### Exercise prompt
From the entries below, copy every line that has the word "fdelbrayelle".

Collected data
BEGIN
PR #13768, opened 2025-12-19
doc(task): improve TemplatedTask example

Ben8t:


fdelbrayelle (approved):

fdelbrayelle:
I think this one is safe to merge, what do you think @MilosPaunovic on E2E side?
END
### Answer to the problem
fdelbrayelle (approved):
fdelbrayelle:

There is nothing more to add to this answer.